> _YOUR TASK_:
The records below need to be printed in full. Keep each one exact.

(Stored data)

BEGIN

PR #195, opened 2020-09-16
Bugfix/windows os error

nekokatt:
Fixes asyncio windows error where "something that is not a socket was shutdown".

### DIFF
--- a/hikari/config.py
+++ b/hikari/config.py
@@ -23,8 +23,6 @@
 
 from __future__ import annotations
 
-import yarl
-
 __all__: typing.Final[typing.List[str]] = [
     "BasicAuthHeader",
     "ProxySettings",
@@ -37,6 +35,7 @@ import ssl as ssl_
 import typing
 
 import attr
+import yarl
 
 from hikari.utilities import attr_extensions
 from hikari.utilities import data_binding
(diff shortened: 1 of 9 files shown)


hikari/config.py
```diff
@@ -116,45 +203,182 @@ class HTTPTimeoutSettings:
...
     """
 
+    @acquire_and_connect.validator
+    @request_socket_connect.validator
+    @request_socket_read.validator
+    @total.validator
+    def _(self, attrib: attr.Attribute[typing.Optional[float]], value: typing.Optional[float]) -> None:
+        # This error won't occur until some time in the future where it will be annoying to
+        # try and determine the root cause, so validate it NOW.
+        if value is not None and (not isinstance(value, (float, int)) or value <= 0):  # type: ignore[unreachable]
```
nekokatt, line 256: typeshed is nice, it assumes the validators are always getting valid input
that defeats the object of them in the first place surely?

FasterSpeeding (approved):
lgtm

hikari/utilities/ux.py
```diff
@@ -22,6 +22,10 @@
 """User-experience extensions and utilities."""
 from __future__ import annotations
 
+import time
+
+from hikari.utilities import net
```
FasterSpeeding, line 27: more miss-placed imports

nekokatt: k, fix on other pr.

PR #196, opened 2020-09-16
Fixes edge case where messages in guilds had a None 'author' attribute

nekokatt:
Fixes edge case where messages in guilds had a None 'author' attribute if a webhook sent the message.

### Checklist

### DIFF
--- a/hikari/events/message_events.py
+++ b/hikari/events/message_events.py
@@ -214,6 +214,41 @@ class MessageCreateEvent(MessageEvent, abc.ABC):
             The user that sent the message.
         """
 
+    @property
+    def is_bot(self) -> bool:
+        """Return `builtins.True` if the message is from a bot.
+
+        Returns
+        -------
+        builtins.bool
+            `builtins.True` if from a bot, or `builtins.False` otherwise.
+        """
+        return self.message.author.is_bot
+
+    @property
+    def is_webhook(self) -> bool:
+        """Return `builtins.True` if the message was created by a webhook.
+
+        Returns
+        -------
+        builtins.bool
+            `builtins.True` if from a webhook, or `builtins.False` otherwise.
+        """
+        return self.message.webhook_id is not None
+
+    @property
+    def is_human(self) -> bool:
+        """Return `builtins.True` if the message was created by a human.
+
+        Returns
+        -------
+        builtins.bool
+            `builtins.True` if from a human user, or `builtins.False` otherwise.
+        """
+        # Not second-guessing some weird edge case will occur in the future with this,
+        # so I am being safe rather than sorry.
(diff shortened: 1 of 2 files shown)


hikari/events/message_events.py
```diff
@@ -214,6 +214,41 @@ def author(self) -> users.User:
...
+        """Return `builtins.True` if the message was created by a human.
+
+        Returns
+        -------
+        builtins.bool
+            `builtins.True` if from a human user, or `builtins.False` otherwise.
+        """
+        # Not second-guessing some weird edge case will occur in the future with this,
+        # so I am being safe rather than sorry.
+        return not self.message.author.is_bot and self.message.webhook_id is None
```
FasterSpeeding, line 250: If we're account for edge cases should we not consider checking for if it's a system user or are the definitions between what might account for a system users in the future a bit too blured for that to be accurate. (not too sure about this but what i do know is discord isn't consistent with setting the system user flag as per https://github.com/discord/discord-api-docs/issues/1994)

nekokatt: Hmm, isn't the system user still a bot/webhook?

hikari/events/message_events.py
```diff
@@ -367,16 +402,29 @@ def guild_id(self) -> snowflakes.Snowflake:
...
+            The member that sent the message, if known. This is a specialised
             implementation of `hikari.users.User`.
+
+            If the author was a webhook, then a `hikari.users.User` will be
+            returned instead, as webhooks do not have member objects.
         """
-        return typing.cast(guilds.Member, self.message.member)
+        member = self.message.member
+        if member is not None:
+            return member
```
FasterSpeeding, line 426: is that assignment to "member" necessary here (mypy should let you narrow the type of a model attribute within the scope of a function)?

hikari/events/message_events.py
FasterSpeeding: It should be but I feel like we could only be as sure of that as we could be sure that a webhook message would also be created by a bot. But this shouldn't matter too much, would be too hard to second guess what discord's going to do with system users anyway

hikari/events/message_events.py
nekokatt: partially do it to avoid any risk of raciness where something else could ever override that if a user uses a multithreaded application elsewhere. It isn't overly important, it is just slightly more efficient as it performs two less getattrs each time tbh.

FasterSpeeding (approved):
LGTM

hikari/events/message_events.py
nekokatt: We can resolve this another time when clarification is clearer I think.

PR #200, opened 2020-09-18
Fix inconsistecy in cache naming

davfsa:
### Checklist

### DIFF
--- a/hikari/api/cache.py
+++ b/hikari/api/cache.py
@@ -78,8 +78,8 @@ class Cache(abc.ABC):
     __slots__: typing.Sequence[str] = ()
 
     @abc.abstractmethod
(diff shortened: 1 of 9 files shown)


hikari/api/cache.py
```diff
@@ -78,7 +78,7 @@ class Cache(abc.ABC):
     __slots__: typing.Sequence[str] = ()
 
     @abc.abstractmethod
-    def get_dm(self, user_id: snowflakes.Snowflake, /) -> typing.Optional[channels.DMChannel]:
+    def get_dm(self, user_id: snowflakes.Snowflake, /) -> typing.Optional[channels.DM]:
```
nekokatt, line 81: I don't agree with this.

You've named it "DM" which means "direct message", when it is not a message at all, it is the channel a message is in.

It has "channel" in the name because it is a "direct message's channel".

If anything, `get_dm` should be renamed to `get_dm_channel` if we were being sensible about this

PR #202, opened 2020-09-19
Fix __all__ typehints

davfsa:
### Checklist


nekokatt:
why do we want to allow to mutate these now out of curiosity

davfsa:
> why do we want to allow to mutate these now out of curiosity

Mutating them at runtime doesn't change anything apart from the value of `__all__` itself, and I have found some linters (Pyright for example) that seem to complain when you set `__all__` to typing.Final. I can revert it if you want.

END

> _EXERCISE SOLUTION_:
PR #195, opened 2020-09-16
Bugfix/windows os error

nekokatt:
Fixes asyncio windows error where "something that is not a socket was shutdown".

### DIFF
--- a/hikari/config.py
+++ b/hikari/config.py
@@ -23,8 +23,6 @@
 
 from __future__ import annotations
 
-import yarl
-
 __all__: typing.Final[typing.List[str]] = [
     "BasicAuthHeader",
     "ProxySettings",
@@ -37,6 +35,7 @@ import ssl as ssl_
 import typing
 
 import attr
+import yarl
 
 from hikari.utilities import attr_extensions
 from hikari.utilities import data_binding
(diff shortened: 1 of 9 files shown)


hikari/config.py
```diff
@@ -116,45 +203,182 @@ class HTTPTimeoutSettings:
...
     """
 
+    @acquire_and_connect.validator
+    @request_socket_connect.validator
+    @request_socket_read.validator
+    @total.validator
+    def _(self, attrib: attr.Attribute[typing.Optional[float]], value: typing.Optional[float]) -> None:
+        # This error won't occur until some time in the future where it will be annoying to
+        # try and determine the root cause, so validate it NOW.
+        if value is not None and (not isinstance(value, (float, int)) or value <= 0):  # type: ignore[unreachable]
```
nekokatt, line 256: typeshed is nice, it assumes the validators are always getting valid input
that defeats the object of them in the first place surely?

FasterSpeeding (approved):
lgtm

hikari/utilities/ux.py
```diff
@@ -22,6 +22,10 @@
 """User-experience extensions and utilities."""
 from __future__ import annotations
 
+import time
+
+from hikari.utilities import net
```
FasterSpeeding, line 27: more miss-placed imports

nekokatt: k, fix on other pr.

PR #196, opened 2020-09-16
Fixes edge case where messages in guilds had a None 'author' attribute

nekokatt:
Fixes edge case where messages in guilds had a None 'author' attribute if a webhook sent the message.

### Checklist

### DIFF
--- a/hikari/events/message_events.py
+++ b/hikari/events/message_events.py
@@ -214,6 +214,41 @@ class MessageCreateEvent(MessageEvent, abc.ABC):
             The user that sent the message.
         """
 
+    @property
+    def is_bot(self) -> bool:
+        """Return `builtins.True` if the message is from a bot.
+
+        Returns
+        -------
+        builtins.bool
+            `builtins.True` if from a bot, or `builtins.False` otherwise.
+        """
+        return self.message.author.is_bot
+
+    @property
+    def is_webhook(self) -> bool:
+        """Return `builtins.True` if the message was created by a webhook.
+
+        Returns
+        -------
+        builtins.bool
+            `builtins.True` if from a webhook, or `builtins.False` otherwise.
+        """
+        return self.message.webhook_id is not None
+
+    @property
+    def is_human(self) -> bool:
+        """Return `builtins.True` if the message was created by a human.
+
+        Returns
+        -------
+        builtins.bool
+            `builtins.True` if from a human user, or `builtins.False` otherwise.
+        """
+        # Not second-guessing some weird edge case will occur in the future with this,
+        # so I am being safe rather than sorry.
(diff shortened: 1 of 2 files shown)


hikari/events/message_events.py
```diff
@@ -214,6 +214,41 @@ def author(self) -> users.User:
...
+        """Return `builtins.True` if the message was created by a human.
+
+        Returns
+        -------
+        builtins.bool
+            `builtins.True` if from a human user, or `builtins.False` otherwise.
+        """
+        # Not second-guessing some weird edge case will occur in the future with this,
+        # so I am being safe rather than sorry.
+        return not self.message.author.is_bot and self.message.webhook_id is None
```
FasterSpeeding, line 250: If we're account for edge cases should we not consider checking for if it's a system user or are the definitions between what might account for a system users in the future a bit too blured for that to be accurate. (not too sure about this but what i do know is discord isn't consistent with setting the system user flag as per https://github.com/discord/discord-api-docs/issues/1994)

nekokatt: Hmm, isn't the system user still a bot/webhook?

hikari/events/message_events.py
```diff
@@ -367,16 +402,29 @@ def guild_id(self) -> snowflakes.Snowflake:
...
+            The member that sent the message, if known. This is a specialised
             implementation of `hikari.users.User`.
+
+            If the author was a webhook, then a `hikari.users.User` will be
+            returned instead, as webhooks do not have member objects.
         """
-        return typing.cast(guilds.Member, self.message.member)
+        member = self.message.member
+        if member is not None:
+            return member
```
FasterSpeeding, line 426: is that assignment to "member" necessary here (mypy should let you narrow the type of a model attribute within the scope of a function)?

hikari/events/message_events.py
FasterSpeeding: It should be but I feel like we could only be as sure of that as we could be sure that a webhook message would also be created by a bot. But this shouldn't matter too much, would be too hard to second guess what discord's going to do with system users anyway

hikari/events/message_events.py
nekokatt: partially do it to avoid any risk of raciness where something else could ever override that if a user uses a multithreaded application elsewhere. It isn't overly important, it is just slightly more efficient as it performs two less getattrs each time tbh.

FasterSpeeding (approved):
LGTM

hikari/events/message_events.py
nekokatt: We can resolve this another time when clarification is clearer I think.

PR #200, opened 2020-09-18
Fix inconsistecy in cache naming

davfsa:
### Checklist

### DIFF
--- a/hikari/api/cache.py
+++ b/hikari/api/cache.py
@@ -78,8 +78,8 @@ class Cache(abc.ABC):
     __slots__: typing.Sequence[str] = ()
 
     @abc.abstractmethod
(diff shortened: 1 of 9 files shown)


hikari/api/cache.py
```diff
@@ -78,7 +78,7 @@ class Cache(abc.ABC):
     __slots__: typing.Sequence[str] = ()
 
     @abc.abstractmethod
-    def get_dm(self, user_id: snowflakes.Snowflake, /) -> typing.Optional[channels.DMChannel]:
+    def get_dm(self, user_id: snowflakes.Snowflake, /) -> typing.Optional[channels.DM]:
```
nekokatt, line 81: I don't agree with this.

You've named it "DM" which means "direct message", when it is not a message at all, it is the channel a message is in.

It has "channel" in the name because it is a "direct message's channel".

If anything, `get_dm` should be renamed to `get_dm_channel` if we were being sensible about this

PR #202, opened 2020-09-19
Fix __all__ typehints

davfsa:
### Checklist


nekokatt:
why do we want to allow to mutate these now out of curiosity

davfsa:
> why do we want to allow to mutate these now out of curiosity

Mutating them at runtime doesn't change anything apart from the value of `__all__` itself, and I have found some linters (Pyright for example) that seem to complain when you set `__all__` to typing.Final. I can revert it if you want.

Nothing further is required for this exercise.